WHAT YOU NEED TO DO:
Below are the records; copy each line in which "plugins" can be found.

DATA SHOWN:
PR #482, opened 2016-07-24
fix: resolve a cylcic-dependency problem

nfischer:
If a plugin was imported before the ShellJS instance was created, the user's script would crash (`common.register` wouldn't be instantiated yet). Now plugins can be imported either before or after the ShellJS instance is created.

One really cool consequence of this fix is that now plugins are compatible with the `shelljs/global` script:

```js
require('shelljs-plugin-open');
require('shelljs/global');

open('file.txt'); // it works!
```

Another cool consequence is that this would allow me to rewrite [shelljs-exec-proxy](https://github.com/nfischer/shelljs-exec-proxy) as a ShellJS plugin, which would let it play nicely with other plugins (such as shelljs-plugin-open).

### DIFF
--- a/shell.js
+++ b/shell.js
@@ -6,7 +6,13 @@
 // http://github.com/arturadib/shelljs
 //
 
-var common = require('./src/common');
+var commonPath = './src/common';
+var common = require(commonPath);
+if (!common.register) {
+  // If this isn't defined yet, we haven't fully finished loading ./src/common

RESULT OF THIS TASK:
If a plugin was imported before the ShellJS instance was created, the user's script would crash (`common.register` wouldn't be instantiated yet). Now plugins can be imported either before or after the ShellJS instance is created.
One really cool consequence of this fix is that now plugins are compatible with the `shelljs/global` script:
Another cool consequence is that this would allow me to rewrite [shelljs-exec-proxy](https://github.com/nfischer/shelljs-exec-proxy) as a ShellJS plugin, which would let it play nicely with other plugins (such as shelljs-plugin-open).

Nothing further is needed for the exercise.